> Exercise requirements: Please report how many lines in the following material hold the string "isEmptyDescription", giving only the number.
━━━ Dataset
PR #3318, opened 2026-07-07
Add language badge to sentence page. Fixes #2611

### LINKED ISSUE #2611: When seeing an unknown flag, it’s hard to tell the language
**Story**
When I look at a group of sentences (main sentence + translations), I often see flags that I don’t know. I sometimes ask myself "I wonder what’s that language". From a computer, I can mouse-hover the flag to display the language name. That’s fine but I think it is rather difficult to guess for a newcomer. What’s more, I cannot do that from a phone. So the most obvious thing to do is to click on the (i) button to go to the sentence page. However, from there, again it is quite hard to find what’s the language: I have to look at the page title.

**Ideas**
1. On all sentence pages, clearly display the name of the language in which the sentence is.
2. On all flags, use modern tooltip that works by tapping on phones.

Davd-B:
image
Adding language name badge in sentence page.

Fixes #2611

### DIFF
--- a/templates/element/sentences/license.php
+++ b/templates/element/sentences/license.php
@@ -31,6 +31,11 @@ use App\Model\CurrentUser;
     <h2><?php echo __('Sentence text') ?></h2>
 
 <?php
+/* Language name of the sentence text */
+echo '<div style="margin-bottom: 12px;">' . format(
+    __('Language') . ': {}',
+    $languageName
+) . '</div>';
 echo format(
     /* @translators: placeholder is the name of the license
        of the sentence text, could be CC BY 2.0 FR or CC0 */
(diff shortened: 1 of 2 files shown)


templates/element/sentences/license.php
```diff
@@ -31,6 +31,11 @@
     <h2><?php echo __('Sentence text') ?></h2>
 
 <?php
+/* Language name of the sentence text */
+echo '<div style="margin-bottom: 12px;">' . format(
+    __('Language') . ': {}',
```
jiru, line 36: Please make the colon translatable too. Some languages may use a different format such adding a space before the colon. You could use `__('Language:')` since it is already used in `templates/element/advanced_search_form.php`.

templates/element/sentences/license.php
```diff
@@ -31,6 +31,11 @@
     <h2><?php echo __('Sentence text') ?></h2>
 
 <?php
+/* Language name of the sentence text */
+echo '<div style="margin-bottom: 12px;">' . format(
```
jiru, line 35: This HTML markup is not consistent because you wrap the language name into a `<div>` here but the `__('License: {}')` text below is not wrapped at all. How about wrapping them both with `<ul>` and `<li>`?

PR #3320, opened 2026-07-10
Adding 'Delete my account' section in user profile settings. Fixes #3278

### LINKED ISSUE #3278: Make it Easy to Find the "Delete Account" link
Add a link to https://en.wiki.tatoeba.org/articles/show/delete-account in settings or another logical place a person who wants to delete his/her account can easily find the link.

From a person who recently asked to have his account deleted.

"Furthermore, the fact that the unsubscribe section is so hidden isn't a good thing. Could you please let all the admins know? "

Davd-B:
image

Fixes #3278

### DIFF
--- a/templates/User/settings.php
+++ b/templates/User/settings.php
@@ -443,18 +443,18 @@ $this->set('title_for_layout', $this->Pages->formatTitle(__('Settings')));
             </div>
         </md-toolbar>
 
-        <div layout-padding style="font-size: 0.95em; line-height: 1.5;">
-            <p style="color: #c62828; font-weight: bold; margin-bottom: 16px;">
-                <?php
-                echo __('Before asking to delete your account, make sure to remove all personal information from your profile. Please note that your contributions on the site will still be visible.');
-                ?>
-            </p>
+        <div layout-padding>
+            <?php
+            echo $this->Html->div('experimental-info',
+                __('Before asking to delete your account, make sure to remove all personal information from your profile. Please note that your contributions on the site will still be visible.')
+            );
+            ?>
 
-            <p style="margin-bottom: 16px;">
+            <p>
                 <?php
                 $adminsUrl = $this->Url->build('/private_messages/write/TatoebaAdmins');
                 echo format(
-                    __('To delete your account, send a private message to <a href="{url}" target="_blank">TatoebaAdmins</a> with the title "Account deletion".'),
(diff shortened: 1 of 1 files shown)


templates/User/settings.php
```diff
@@ -435,4 +435,40 @@ class="md-primary">
...
     </section>
+
+    <section class="md-whiteframe-1dp">
+        <md-toolbar class="md-hue-2">
+            <div class="md-toolbar-tools">
+                <h2><?php echo __('Delete my account'); ?></h2>
+            </div>
+        </md-toolbar>
+
+        <div layout-padding style="font-size: 0.95em; line-height: 1.5;">
```
jiru: Can I ask why is this style needed here?

templates/User/settings.php
```diff
@@ -435,4 +435,40 @@ class="md-primary">
...
+            <p style="color: #c62828; font-weight: bold; margin-bottom: 16px;">
```
jiru: Consider using `class="warning"` instead to keep the design consistent with other parts of the website displaying warnings.

templates/User/settings.php
```diff
@@ -435,4 +435,40 @@ class="md-primary">
...
+                <?php
+                echo __('Before asking to delete your account, make sure to remove all personal information from your profile. Please note that your contributions on the site will still be visible.');
+                ?>
+            </p>
+
+            <p style="margin-bottom: 16px;">
+                <?php
+                $adminsUrl = $this->Url->build('/private_messages/write/TatoebaAdmins');
+                echo format(
+                    __('To delete your account, send a private message to <a href="{url}" target="_blank">TatoebaAdmins</a> with the title "Account deletion".'),
```
jiru: I don’t think we need `target="_blank"` here and below.

templates/User/settings.php
```diff
@@ -435,4 +435,40 @@ class="md-primary">
...
+        <div layout-padding>
+            <?php
+            echo $this->Html->div('experimental-info',
+                __('Before asking to delete your account, make sure to remove all personal information from your profile. Please note that your contributions on the site will still be visible.')
+            );
+            ?>
+
+            <p>
+                <?php
+                $adminsUrl = $this->Url->build('/private_messages/write/TatoebaAdmins');
```
jiru, line 455: Please use an array to build the URL, not a string ([example](
https://github.com/Tatoeba/tatoeba2/blob/0fbb4506ce071827f85375bd4c8c8f9c7cf23d41/templates/element/vocabulary/menu.php)).

PR #3323, opened 2026-07-10
Creative commons logo in SVG - Fixes #3323

### LINKED ISSUE #3319: Creative commons logo in SVG
The Creative Commons logo at the bottom of the mainpage appears pixelated on my hand.

I suggest replacing it with this SVG version

https://commons.wikimedia.org/wiki/File:Cc.logo.circle.svg

Davd-B:
Switched Creative Commons logo to its SVG version

Before
image
After
image

Fixes #3319


templates/element/foot.php
```diff
@@ -201,7 +201,7 @@
     </div>
 
     <div layout="row" layout-align="center center" class="license">
-        <img alt="Creative Commons License" src="/img/cc-logo.png" />
+        <img alt="Creative Commons License" src="/img/cc-logo.svg" width="36" height="36" style="width: 36px; height: 36px;" />
```
jiru: I don’t think we need this extra CSS, the `width` and `height` attributes should be enough.

PR #3327, opened 2026-07-12
New profile design

Davd-B:
New profile design (redesign)

image

image

Fixes #3326


templates/User/profile.php
```diff
@@ -260,10 +146,131 @@
...
+                            'action' => 'write',
+                            $username,
+                        ]);
+                    ?>
+                    <a href="<?= $url ?>" class="contact-link">
+                        <md-icon>
+                            email
+                        </md-icon>
+                        <div class="contact-text">
+                            <?= format(__('Message user')) ?>
```
jiru: No need to call `format()` here.

templates/User/profile.php
```diff
@@ -260,10 +146,131 @@
...
+                    <div class="settings-summary" flex>
+                        
+                        <!-- Email notifications -->
+                        <div class="settings-item">
+                             <div class="settings-item-text">
+                                <?php
+                                if ($notificationsEnabled) {
+                                    echo format(__('Email notifications: {}.'), '<strong class="setting-highlight">' . __('enabled') . '</strong>');
+                                } else {
+                                    echo format(__('Email notifications: {}.'), '<strong class="setting-highlight">' . __('disabled') . '</strong>');
```
jiru: You can make this code more [DRY](https://en.wikipedia.org/wiki/Don't_repeat_yourself) with something like:
```php
$status = $this->Html->tag(
    'strong',
    $notificationsEnabled ? __('enabled') : __('disabled'),
    ['class' => 'setting-highlight']
);
echo format(__('Email notifications: {}.'), $status);
```

templates/User/profile.php
```diff
@@ -260,10 +146,131 @@
...
+                        </div>
+
+                        <!-- Profile visibility -->
+                        <div class="settings-item">
+                            <div class="settings-item-text">
+                                <?php
+                                if ($isPublic) {
+                                    echo format(__('Visibility: {}.'), '<strong class="setting-highlight">' . __('public') . '</strong>');
+                                } else {
+                                    echo format(__('Visibility: {}.'), '<strong class="setting-highlight">' . __('other members only') . '</strong>');
```
jiru: Same comment here about DRY code.

templates/User/profile.php
```diff
@@ -260,10 +146,131 @@
...
+                    <?php
+                    if ($username == $currentMember):
+                        $editSettingsUrl = $this->Url->build(array(
+                            'controller' => 'user',
+                            'action' => 'settings'
+                        ));
+                    ?>
+                        <div class="settings-action" flex="none">
+                            <a href="<?= $editSettingsUrl ?>" class="change-choices-link">
+                                <?= __('change choices') ?>
```
jiru: Maybe "edit settings" is clearer than "change choices".

templates/User/profile.php
```diff
@@ -313,17 +324,24 @@
             ?>
             <md-divider></md-divider>
             <?php
+            $tagOptions = array(
+                'class' => 'profileDescription',
+                'escape' => false
+            );
+
+            if ($isEmptyDescription) {
+                $tagOptions['class'] .= ' empty';
```
jiru: This code can be simplified. You can move this line up to the `if` above like this:
```php
        if (!empty($userDescription)) {
            /* ... */
        } else {
            /* ... */
            $tagOptions['class'] .= ' empty';
        }
```

and remove `$isEmptyDescription` entirely.

templates/User/profile.php
```diff
@@ -298,13 +306,16 @@
         ?>
 
         <?php
+        // this code changes description alignement (centered if it's empty, left if it contains informations)
```
jiru: This comment is not accurate because it does not describe the entire block; only what you are adding in this PR. Please either remove the comment or make it describe the whole block accurately.

webroot/css/user/profile.css
```diff
@@ -36,12 +36,182 @@
...
+    overflow: hidden;
+    border-radius: 15px;
+    border: 1px solid #e3e3e3;
+}
+
+#profile .profile-picture img {
+    width: 100%;
+    height: 100%;
+    object-fit: cover;
+    transform: scale(1.05);
```
jiru, line 52: I see you are scaling up the picture by 5%, can you elaborate on this change? I am concerned that it is actually hiding part of the image.

templates/User/profile.php
```diff
@@ -260,10 +146,135 @@
                     ?>
                 </div>
 
+                <!-- member since + contact -->
+                <div class="info-group">
+                    <div class="member-since">
+                        <strong><?= __('Member since') ?></strong> <?= $userSince ?>
```
jiru, line 152: `<strong>` means the content is important. I don’t think we need `<strong>` here.

webroot/css/user/profile.css
```diff
@@ -36,12 +36,182 @@
...
+    margin-right: 0;
+    margin-left: 8px;
+}
+
+html[dir="rtl"] #profile .actions .button-text {
+    padding-right: 0;
+    padding-left: 12px;
+}
+
+#profile .change-choices-link {
```
jiru, line 134: Now that the text changed, could you rename this CSS class too?

webroot/css/user/profile.css
```diff
@@ -36,12 +36,182 @@
...
+    color: #4CAF50;
+    text-decoration: none;
+    font-weight: 500;
+    cursor: pointer;
+}
```
jiru, line 139: This whole block looks unnecessary because these rules are already set to these values.

webroot/css/user/profile.css
```diff
@@ -36,12 +36,182 @@
...
+
+#profile .change-choices-link:hover {
+    text-decoration: underline;
```
jiru, line 142: This rule makes this particular link inconsistent with every other link on Tatoeba (on hovering, text color changes to orange and there is not text decoration).

templates/User/profile.php
```diff
@@ -117,133 +103,33 @@
...
-                            <?php /* @translators: profile edition button on profile page (verb) */ ?>
-                            <?= __('Edit') ?>
-                        </md-button>
-                        <?php
-                    }
-                    ?>
-                </div>
-
+            <!-- Personal info -->
+            <div class="info" flex>
```
jiru, line 128: Here (and elsewhere in that page) you are both using the `flex` directive (HTML attribute) and `display: flex` in the CSS. This is redundant. On each tag, please either use a CSS rule or a directive.

The directive is [something provided by AngularJS Material](https://material.angularjs.org/latest/layout/introduction) that dynamically adds the CSS for you.

templates/User/profile.php
```diff
@@ -260,10 +146,135 @@
...
+                                ?>
+                            </div>
+                        </div>
+
+                        <!-- Language settings (Optional) -->
+                        <?php if (!empty($languagesSettings)): ?>
+                            <div class="settings-item">
+                                <md-icon class="material-icons-outlined">
+                                    translate
+                                </md-icon>
```
jiru, line 250: I think this icon is rather confusing. I know the current design does not provide any label or icon, and this setting should be reworked anyway. My point is that this icon suggests something like "translation" or "multilanguage", which are (in my opinion) misleading compared to the real meaning. I think no icon is better than a misleading icon. Alternatively, we could have a label such as "Only seeing translations in:"

webroot/css/user/profile.css
```diff
@@ -36,12 +36,182 @@
...
+#profile .settings-item-text {
+    padding-top: 1px;
+}
+
+#profile .settings-item-text.languages-text {
+    color: rgba(0, 0, 0, 0.54);
+}
+
+#profile .setting-highlight {
+    color: #387dff;
```
jiru, line 192: This color feels unnecessary to me.

templates/User/profile.php
```diff
@@ -260,10 +146,135 @@
...
+                        <div class="settings-item">
+                            <div class="settings-item-text">
+                                <?php
+                                $status = $this->Html->tag(
+                                    'strong',
+                                    $isPublic ? __('public') : __('other members only'),
+                                    ['class' => 'setting-highlight']
+                                );
+                                
+                                echo format(__('Visibility: {}.'), $status);
```
jiru, line 240: I think the wording of the label "Visibility" could be improved. It is not obvious what visibility we are talking about. I suggest: "Profile visibility".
━━━━━━
> Solution: 2